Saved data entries
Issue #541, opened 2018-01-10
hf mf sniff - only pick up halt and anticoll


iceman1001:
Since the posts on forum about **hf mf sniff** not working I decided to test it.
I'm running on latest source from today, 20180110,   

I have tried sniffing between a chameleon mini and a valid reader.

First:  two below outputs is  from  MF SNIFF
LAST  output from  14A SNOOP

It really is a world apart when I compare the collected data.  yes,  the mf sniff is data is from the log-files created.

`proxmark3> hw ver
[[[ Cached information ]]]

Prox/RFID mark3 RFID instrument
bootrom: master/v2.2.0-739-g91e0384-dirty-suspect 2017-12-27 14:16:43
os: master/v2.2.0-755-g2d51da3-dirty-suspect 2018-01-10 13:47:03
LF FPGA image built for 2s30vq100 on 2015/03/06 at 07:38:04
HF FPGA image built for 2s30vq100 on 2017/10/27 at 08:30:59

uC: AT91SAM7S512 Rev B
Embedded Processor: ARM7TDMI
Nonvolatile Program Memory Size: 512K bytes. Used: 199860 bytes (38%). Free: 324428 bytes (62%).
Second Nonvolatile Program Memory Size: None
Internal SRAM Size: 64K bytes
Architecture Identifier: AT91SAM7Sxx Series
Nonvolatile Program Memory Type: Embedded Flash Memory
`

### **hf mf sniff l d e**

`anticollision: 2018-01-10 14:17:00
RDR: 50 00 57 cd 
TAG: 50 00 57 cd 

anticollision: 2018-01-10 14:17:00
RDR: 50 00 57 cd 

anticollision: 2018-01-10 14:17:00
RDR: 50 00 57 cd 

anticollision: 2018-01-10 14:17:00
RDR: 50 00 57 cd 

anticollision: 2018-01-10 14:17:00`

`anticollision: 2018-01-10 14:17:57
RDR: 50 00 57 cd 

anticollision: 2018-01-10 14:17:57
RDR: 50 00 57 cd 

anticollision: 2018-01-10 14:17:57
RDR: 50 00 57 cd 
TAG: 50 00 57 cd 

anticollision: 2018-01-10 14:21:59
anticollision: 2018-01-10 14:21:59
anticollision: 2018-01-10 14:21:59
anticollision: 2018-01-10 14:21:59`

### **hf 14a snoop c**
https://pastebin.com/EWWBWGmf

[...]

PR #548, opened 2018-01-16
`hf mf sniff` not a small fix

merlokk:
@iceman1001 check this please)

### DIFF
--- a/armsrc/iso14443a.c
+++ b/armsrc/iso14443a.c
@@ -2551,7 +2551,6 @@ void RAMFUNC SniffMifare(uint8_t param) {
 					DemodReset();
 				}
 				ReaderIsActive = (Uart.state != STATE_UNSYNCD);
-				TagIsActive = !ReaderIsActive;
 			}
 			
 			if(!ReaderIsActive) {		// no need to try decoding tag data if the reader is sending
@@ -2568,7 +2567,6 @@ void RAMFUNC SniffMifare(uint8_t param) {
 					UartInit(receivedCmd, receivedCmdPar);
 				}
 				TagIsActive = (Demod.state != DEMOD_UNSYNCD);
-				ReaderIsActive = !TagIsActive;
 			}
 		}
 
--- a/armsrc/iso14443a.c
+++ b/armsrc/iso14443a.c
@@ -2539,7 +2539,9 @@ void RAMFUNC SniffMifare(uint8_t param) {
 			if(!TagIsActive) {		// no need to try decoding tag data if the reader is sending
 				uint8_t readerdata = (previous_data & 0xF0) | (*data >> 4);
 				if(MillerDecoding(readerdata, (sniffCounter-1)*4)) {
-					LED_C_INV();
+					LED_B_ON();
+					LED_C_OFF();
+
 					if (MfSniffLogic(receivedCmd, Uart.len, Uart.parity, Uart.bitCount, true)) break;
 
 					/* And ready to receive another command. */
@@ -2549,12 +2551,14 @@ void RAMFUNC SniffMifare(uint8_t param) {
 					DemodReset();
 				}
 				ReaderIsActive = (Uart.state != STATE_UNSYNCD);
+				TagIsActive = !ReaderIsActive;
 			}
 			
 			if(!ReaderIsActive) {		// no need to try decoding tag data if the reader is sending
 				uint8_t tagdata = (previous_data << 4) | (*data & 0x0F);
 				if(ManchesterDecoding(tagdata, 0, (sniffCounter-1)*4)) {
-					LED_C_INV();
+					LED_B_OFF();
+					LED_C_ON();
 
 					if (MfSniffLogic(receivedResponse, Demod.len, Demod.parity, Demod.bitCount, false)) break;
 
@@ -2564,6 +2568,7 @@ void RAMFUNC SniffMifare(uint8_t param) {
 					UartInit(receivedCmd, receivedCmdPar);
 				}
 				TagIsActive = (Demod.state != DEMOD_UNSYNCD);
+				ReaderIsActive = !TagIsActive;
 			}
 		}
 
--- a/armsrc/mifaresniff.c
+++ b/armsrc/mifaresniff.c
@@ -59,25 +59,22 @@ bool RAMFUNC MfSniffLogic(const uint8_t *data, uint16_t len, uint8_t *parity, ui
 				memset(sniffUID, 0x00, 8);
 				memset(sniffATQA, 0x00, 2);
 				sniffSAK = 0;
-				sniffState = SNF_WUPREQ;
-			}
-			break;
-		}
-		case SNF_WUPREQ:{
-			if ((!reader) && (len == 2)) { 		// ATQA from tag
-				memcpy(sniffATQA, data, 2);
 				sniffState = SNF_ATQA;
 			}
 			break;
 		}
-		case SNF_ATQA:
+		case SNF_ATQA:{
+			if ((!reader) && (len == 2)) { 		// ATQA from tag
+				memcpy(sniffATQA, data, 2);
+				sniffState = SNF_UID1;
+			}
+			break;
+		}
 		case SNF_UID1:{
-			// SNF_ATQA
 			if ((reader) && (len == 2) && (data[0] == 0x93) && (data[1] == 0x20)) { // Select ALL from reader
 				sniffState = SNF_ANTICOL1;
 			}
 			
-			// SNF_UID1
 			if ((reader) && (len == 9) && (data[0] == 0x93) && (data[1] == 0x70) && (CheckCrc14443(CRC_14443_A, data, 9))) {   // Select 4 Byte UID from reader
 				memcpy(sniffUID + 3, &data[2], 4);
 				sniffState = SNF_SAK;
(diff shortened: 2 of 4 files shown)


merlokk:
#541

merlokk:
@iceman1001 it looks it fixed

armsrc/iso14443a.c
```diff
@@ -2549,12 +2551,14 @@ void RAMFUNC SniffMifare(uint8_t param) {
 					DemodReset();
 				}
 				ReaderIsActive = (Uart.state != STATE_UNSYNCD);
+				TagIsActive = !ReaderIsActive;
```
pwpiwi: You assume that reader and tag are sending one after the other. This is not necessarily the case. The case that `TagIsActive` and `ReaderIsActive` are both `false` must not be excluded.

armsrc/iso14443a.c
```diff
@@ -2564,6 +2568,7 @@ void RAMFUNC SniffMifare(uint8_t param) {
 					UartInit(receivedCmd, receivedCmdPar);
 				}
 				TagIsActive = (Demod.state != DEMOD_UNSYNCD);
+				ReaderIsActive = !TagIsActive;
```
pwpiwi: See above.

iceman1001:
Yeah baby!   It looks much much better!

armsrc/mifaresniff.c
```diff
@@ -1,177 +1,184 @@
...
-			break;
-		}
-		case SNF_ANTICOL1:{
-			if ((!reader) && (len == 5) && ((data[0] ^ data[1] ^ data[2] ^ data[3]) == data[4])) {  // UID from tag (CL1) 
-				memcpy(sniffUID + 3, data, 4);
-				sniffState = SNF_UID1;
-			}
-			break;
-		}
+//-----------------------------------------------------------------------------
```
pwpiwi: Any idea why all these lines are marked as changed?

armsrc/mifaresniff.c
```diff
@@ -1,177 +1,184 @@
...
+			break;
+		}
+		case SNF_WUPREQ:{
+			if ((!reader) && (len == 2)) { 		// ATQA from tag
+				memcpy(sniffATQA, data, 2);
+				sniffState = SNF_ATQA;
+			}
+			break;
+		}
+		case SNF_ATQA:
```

• EXERCISE AIM
Every line in the data above that includes the word "Program" should be copied.

• TASK ANSWER
Nonvolatile Program Memory Size: 512K bytes. Used: 199860 bytes (38%). Free: 324428 bytes (62%).
Second Nonvolatile Program Memory Size: None
Nonvolatile Program Memory Type: Embedded Flash Memory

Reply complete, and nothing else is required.